PR #38, opened 2021-12-22
waveform tools - DRAG

KevinAVR:
Added DRAG waveforms to qualang_tools under config/waveform_tools


qguyk (changes requested):
@KevinAVR please add tests in the tests folder, that checks both functions output is correct

qualang_tools/config/waveform_tools.py
```diff
@@ -0,0 +1,63 @@
...
+
+# Definition of pulses follow Chen et al. PRL, 116, 020501 (2016)
+
+
+def drag_gaussian_pulse_waveforms(
+    amplitude, length, sigma, alpha, detune, delta, substracted
+):
+    """
+    Function that returns DRAG pulses that compensate for leakage and also for the AC stark shift
+    that the leakage creates to the qubit frequency.
```
yomach, line 11: Add reference to the Thesis

qualang_tools/config/waveform_tools.py
```diff
@@ -0,0 +1,63 @@
...
+
+    Envelope: gaussian
+
```
yomach, line 14: the amplitude of the gaussian, in volts

qualang_tools/config/waveform_tools.py
```diff
@@ -0,0 +1,63 @@
...
+    :param amplitude: amplitude of voltage
+    :param length: pulse length
+    :param sigma: gaussian standard deviation
+    :param alpha: DRAG coefficient
+    :param detune: frequency shift to correct for AC start shift
+    :param delta: f_21 - f_10 - detune
```
yomach, line 20: what is delta? why do we have both alpha and delta if their only usage is alpha/delta?

qualang_tools/config/waveform_tools.py
```diff
@@ -0,0 +1,63 @@
...
+    :param substracted: if you would like to use a substracted gaussian
+    """
+    t = np.arange(length, dtype=int)  # array of size pulse length in ns
+    gauss_wave = amplitude * np.exp(
+        -((t - length / 2) ** 2) / (2 * sigma ** 2)
+    )  # gaussian function
+    gauss_der_wave = (
+        amplitude
+        * (-2 * 1e9 * (t - length / 2) / (2 * sigma ** 2))
```
yomach, line 29: Are the units here correct? Do you get it in the correct scale?

qualang_tools/config/waveform_tools.py
```diff
@@ -0,0 +1,63 @@
...
+
+    Envelope: gaussian
+
+    :param amplitude: amplitude of voltage
+    :param length: pulse length
+    :param sigma: gaussian standard deviation
+    :param alpha: DRAG coefficient
+    :param detune: frequency shift to correct for AC start shift
+    :param delta: f_21 - f_10 - detune
+    :param substracted: if you would like to use a substracted gaussian
```
yomach, line 21: :param bool substracted: If true, returns a substracted Gaussian to reduce high-frequency components due to the initial and final points offset. Default is true

qualang_tools/config/waveform_tools.py
```diff
@@ -0,0 +1,63 @@
+import numpy as np
+
+# Definition of pulses follow Chen et al. PRL, 116, 020501 (2016)
+
+
+def drag_gaussian_pulse_waveforms(
```
yomach, line 6: add default values:
detune=0, substracted=True

qualang_tools/config/waveform_tools.py
```diff
@@ -0,0 +1,63 @@
...
+    amplitude, length, sigma, alpha, detune, delta, substracted
+):
+    """
+    Function that returns DRAG pulses that compensate for leakage and also for the AC stark shift
+    that the leakage creates to the qubit frequency.
+
+    Envelope: gaussian
+
+    :param amplitude: amplitude of voltage
```
yomach, line 15: add types for all parameters:
:param double amplitude"
:param int length"
etc

qualang_tools/config/waveform_tools.py
```diff
@@ -0,0 +1,63 @@
...
+    if substracted:  # if statement to determine usage of subtracted gaussian
+        gauss_wave = gauss_wave - gauss_wave[-1]  # subtracted gaussian
+    z = gauss_wave + 1j * gauss_der_wave * (alpha / delta)  # complex DRAG envelope
+    z *= np.exp(1j * 2 * np.pi * detune * t * 1e-9)  # complex DRAG detuned envelope
+    I_wf = z.real.tolist()  # get the real part of the I component of waveform
+    Q_wf = z.imag.tolist()  # get the imaginary part for the Q component of waveform
+    return I_wf, Q_wf
+
+
+def drag_cosine_pulse_waveforms(amplitude, length, alpha, detune, delta):
```
yomach, line 41: and everything for this one as well :)

yomach (changes requested):

yomach:
> @KevinAVR please add tests in the tests folder, that checks both functions output is correct

I'm not sure it's easy to add checks to this function...

qualang_tools/config/waveform_tools.py
KevinAVR: Yes, you do I have tested in my local files

qualang_tools/config/waveform_tools.py
KevinAVR: delta is the difference in energy between 2-1 and 1-0 energy levels. If you are using detuning it also will be included. The units of delta are in MHz, and alpha is unitless and usually range between 0 and 1 as reported in the literature. If you were to define just one value alpha/delta then you would have something in the range of 0 to 1e-6

qualang_tools/config/waveform_tools.py
KevinAVR: will do

qualang_tools/config/waveform_tools.py
KevinAVR: nice catch

KevinAVR (commented):
I have updated after your comments

qualang_tools/config/waveform_tools.py
```diff
@@ -0,0 +1,90 @@
...
+
+    Envelope type: gaussian
+
+    :param float amplitude: amplitude in volts
+    :param int length: pulse length in ns
+    :param float sigma: gaussian standard deviation
+    :param float alpha: DRAG coefficient
+    :param float detune: frequency shift to correct for AC start shift
+    :param float delta: f_21 - f_10 - detune
+    :param bool substracted: if you would like to use a substracted gaussian
```
yomach, line 42: Change to:
:param bool substracted: If true, returns a substracted Gaussian, such that the first and last points will be at 0 volts. This reduces high-frequency components due to the initial and final points offset. Default is true.

yomach (changes requested):

qguyk:
> > @KevinAVR please add tests in the tests folder, that checks both functions output is correct
> 
> I'm not sure it's easy to add checks to this function...

@yomach does the thesis has an example of the result for specific parameters?

yomach:
> > > @KevinAVR please add tests in the tests folder, that checks both functions output is correct
> > 
> > 
> > I'm not sure it's easy to add checks to this function...
> 
> @yomach does the thesis has an example of the result for specific parameters?

Yes, given as an equation/figure...
Let me ask you this: does Scipy have a test checking their Gaussian Window function?

qguyk:
> > > > @KevinAVR please add tests in the tests folder, that checks both functions output is correct
> > > 
> > > 
> > > I'm not sure it's easy to add checks to this function...
> > 
> > 
> > @yomach does the thesis has an example of the result for specific parameters?
> 
> Yes, given as an equation/figure... Let me ask you this: does Scipy have a test checking their Gaussian Window function?

I think so: https://github.com/scipy/scipy/blob/f290778749003c09769bd21439620048fab2cdc5/scipy/signal/tests/test_windows.py#L340

yomach:
> > > > > @KevinAVR please add tests in the tests folder, that checks both functions output is correct
> > > > 
> > > > 
> > > > I'm not sure it's easy to add checks to this function...
> > > 
> > > 
> > > @yomach does the thesis has an example of the result for specific parameters?
> > 
> > 
> > Yes, given as an equation/figure... Let me ask you this: does Scipy have a test checking their Gaussian Window function?
> 
> I think so: https://github.com/scipy/scipy/blob/f290778749003c09769bd21439620048fab2cdc5/scipy/signal/tests/test_windows.py#L340
> 
> I would suggest taking the equation and getting results using Mathematica or MatLab so we can know that our function is correct

Ok, let's follow SciPy - @KevinAVR, can you please calculate this once for several values with several different parameters combinations (make sure you take both even and odd lengths), save this as lists, and then hardcode them into a test?

We can do this together if you want :)

qualang_tools/config/README_waveform_tools.md
```diff
@@ -0,0 +1,28 @@
+# Waveform Tools
+
+## Introduction
+---------------
+This package includes tools for creating waveforms. 
+
+## Functions
+------------
+* `drag_gaussian_pulse_waveforms` - Creates a gaussian based DRAG waveforms that compensate for the leakage and for the AC stark shift.
```
KevinAVR, line 9: there is an english typo here.

"Creates gaussian based DRAG waveforms...."

qualang_tools/config/README_waveform_tools.md
```diff
@@ -0,0 +1,28 @@
...
+* `drag_cosine_pulse_waveforms` - Creates a cosine based DRAG waveforms that compensate for the leakage and for the AC stark shift.
```
KevinAVR, line 10: Same english typo

"Creates cosine based DRAG waveforms..."

qualang_tools/config/__init__.py
```diff
@@ -3,10 +3,13 @@
     compress_integration_weights,
     plot_integration_weights,
 )
+from qualang_tools.config.waveform_tools import (
```
KevinAVR, line 6: what is the disadvantage to import *, vs only import the exact waveforms to use? is there any memory or delay issue? -- trying to learn here

qualang_tools/config/waveform_tools.py
```diff
@@ -1,90 +1,80 @@
...
-
 
 def drag_gaussian_pulse_waveforms(
-    amplitude, length, sigma, alpha, delta, detune=0, substracted=True
+    amplitude, length, sigma, alpha, delta, detuning=0, subtracted=True
 ):
     """
-    Function that returns DRAG pulses that compensate for leakage and also for the AC stark shift
-    that the leakage creates to the qubit frequency.
+    Creates a gaussian based DRAG waveforms that compensate for the leakage and for the AC stark shift.
```
KevinAVR, line 8: English typo

"Creates gaussian based DRAG waveforms..."

qualang_tools/config/waveform_tools.py
```diff
@@ -1,90 +1,80 @@
...
 
-    These DRAG waveforms has been implemented following the next Refs.:
+    These DRAG waveforms has been implemented following the next refs.:
```
KevinAVR, line 10: not a crucial comment, but during my Ph.D. we used "Refs." when referring to citations in the text // is personal choice

KevinAVR (commented):
I like your additions, I did not find typos in the physics

qualang_tools/config/__init__.py
yomach: It's considered better practice in general (If you import things you don't need, you waste memory).
I don't really agree with that when writing scripts, but for packages, I follow that.

qualang_tools/config/waveform_tools.py
yomach: Cool, changing this

yomach (approved):

yomach:
@qguyk Did everything we discussed, please take a look.
An unrelated test is failing, can you please try to help?

qguyk (approved):
@yomach @KevinAVR looks good
regarding the test - seems like something changed with the CI, couldn't find a quick fix and I don't want it to delay this PR any more, so marked the test as skipped but we should fix it

yomach:
@qguyk I don't like formating the tests because of what it does to lists. It makes it much less readable... We discussed it in the past, can we undone?

yomach:
Since there are contributions from both Kevin and me, I'll do a merge commit and not a squash.
Might squa

qguyk:
> @qguyk I don't like formating the tests because of what it does to lists. It makes it much less readable... We discussed it in the past, can we undo it?

@yomach take a look on it now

• [Problem]: Among the records above, find the lines that contain "substracted" and copy every one.

• [Result below]:
+    amplitude, length, sigma, alpha, detune, delta, substracted
+    :param substracted: if you would like to use a substracted gaussian
+    :param substracted: if you would like to use a substracted gaussian
yomach, line 21: :param bool substracted: If true, returns a substracted Gaussian to reduce high-frequency components due to the initial and final points offset. Default is true
detune=0, substracted=True
+    amplitude, length, sigma, alpha, detune, delta, substracted
+    if substracted:  # if statement to determine usage of subtracted gaussian
+    :param bool substracted: if you would like to use a substracted gaussian
:param bool substracted: If true, returns a substracted Gaussian, such that the first and last points will be at 0 volts. This reduces high-frequency components due to the initial and final points offset. Default is true.
-    amplitude, length, sigma, alpha, delta, detune=0, substracted=True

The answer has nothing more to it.